(Dataset entries)

PR #3741, opened 2020-03-20
Upgrade package mkdirp and improve it's usage

### LINKED ISSUE #3740: Upgrade dependency mkdirp - it is using an outdated version adding an unnecessary package for the users
Knex uses an outdated version of `mkdirp` package in it's `dependencies`.
https://github.com/knex/knex/blob/998c92ca97c323c7e7c1cb8788dd4c5e4ac3e6bd/package.json#L40

Can we update this to use the latest version offered by the package [1.0.3](https://www.npmjs.com/package/mkdirp/v/1.0.3)?

Please confirm and I can do a PR for this. It won't be a big [change](https://github.com/knex/knex/search?q=mkdirp&unscoped_q=mkdirp).

**Why upgrade?**
1. The current version `0.5.1` is deprecated and not on their supported list of versions. Emits this message:
   ```
   warning mkdirp@0.5.3: Legacy versions of mkdirp are no longer supported. Please update to mkdirp 1.x. (Note that the API surface has changed to use Promises in 1.x.)
   ```
2. It requires a dependency `minimist` which has a vulnerability. The new version `1.0.3` has [zero dependencies](https://www.npmjs.com/package/mkdirp/v/1.0.3), so it's an unnecessary package for us and it will be removed. See this:
   image

kabirbaidhya:
**Changes**
* Upgrade [`mkdirp`](https://www.npmjs.com/package/mkdirp) to `^1.0.3`. Check issue #3740 for details.
* The new version is already Promise-friendly so update the usage a bit to address that.
* De-duplicate `_ensureFolder` logic by extracting the common logic into util function under `lib/util/fs.js`.
* Added tests for the new util function.
* Added CLI tests on the following files to ensure `seed:make` and `migration:make` commands do create directories (recursively) when they do not exist.
  - https://github.com/knex/knex/blob/master/test/cli/migrate-make.spec.js
  - https://github.com/knex/knex/blob/master/test/cli/seed-make.spec.js

Resolves #3740

### DIFF
--- a/lib/util/fs.js
+++ b/lib/util/fs.js
@@ -1,0 +1,19 @@
+const fs = require('fs');
+const { promisify } = require('util');
+const mkdirp = require('mkdirp');
+
+/**
+ * Ensures the given path exists.
+ *  - If the path already exist, it's fine - it does nothing.
+ *  - If the path doesn't exist, it will create it.
+ *
+ * @param {string} path
+ * @returns {boolean}
+ */
+function ensureDirectoryExists(dir) {
+  return promisify(fs.stat)(dir).catch(() => mkdirp(dir));
+}
+
+module.exports = {
+  ensureDirectoryExists,
+};
--- a/lib/util/fs.js
+++ b/lib/util/fs.js
@@ -3,6 +3,14 @@ const { promisify } = require('util');
 const mkdirp = require('mkdirp');
 
 /**
+ * Promisified verion fs.stat() function.
+ *
+ * @param {string} path
+ * @returns {Promise}
+ */
+const stat = promisify(fs.stat);
+
+/**
  * Ensures the given path exists.
  *  - If the path already exist, it's fine - it does nothing.
  *  - If the path doesn't exist, it will create it.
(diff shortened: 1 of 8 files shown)


lib/util/fs.js
```diff
@@ -0,0 +1,19 @@
...
+/**
+ * Ensures the given path exists.
+ *  - If the path already exist, it's fine - it does nothing.
+ *  - If the path doesn't exist, it will create it.
+ *
+ * @param {string} path
+ * @returns {Promise}
+ */
+function ensureDirectoryExists(dir) {
+  return promisify(fs.stat)(dir).catch(() => mkdirp(dir));
```
kibertoad: Can you extract `promisify(fs.stat)` outside of the function to make sure it is only invoked once?

kabirbaidhya: Done.

kibertoad:
@kabirbaidhya Well, there are some existing CLI tests already, see
https://github.com/knex/knex/blob/master/test/cli/migrate-make.spec.js
https://github.com/knex/knex/blob/master/test/cli/seed-make.spec.js

If you could add tests for creating directories recursively to both of them, that would be fantastic.

kabirbaidhya:
@kibertoad Done. Added CLI tests.

kibertoad:
Thanks a lot!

- _Exercise directions_: The expected answer is a copy of every line in the entries that holds the word "kibertoad".

- _Task answer_:
kibertoad: Can you extract `promisify(fs.stat)` outside of the function to make sure it is only invoked once?
kibertoad:
@kibertoad Done. Added CLI tests.
kibertoad:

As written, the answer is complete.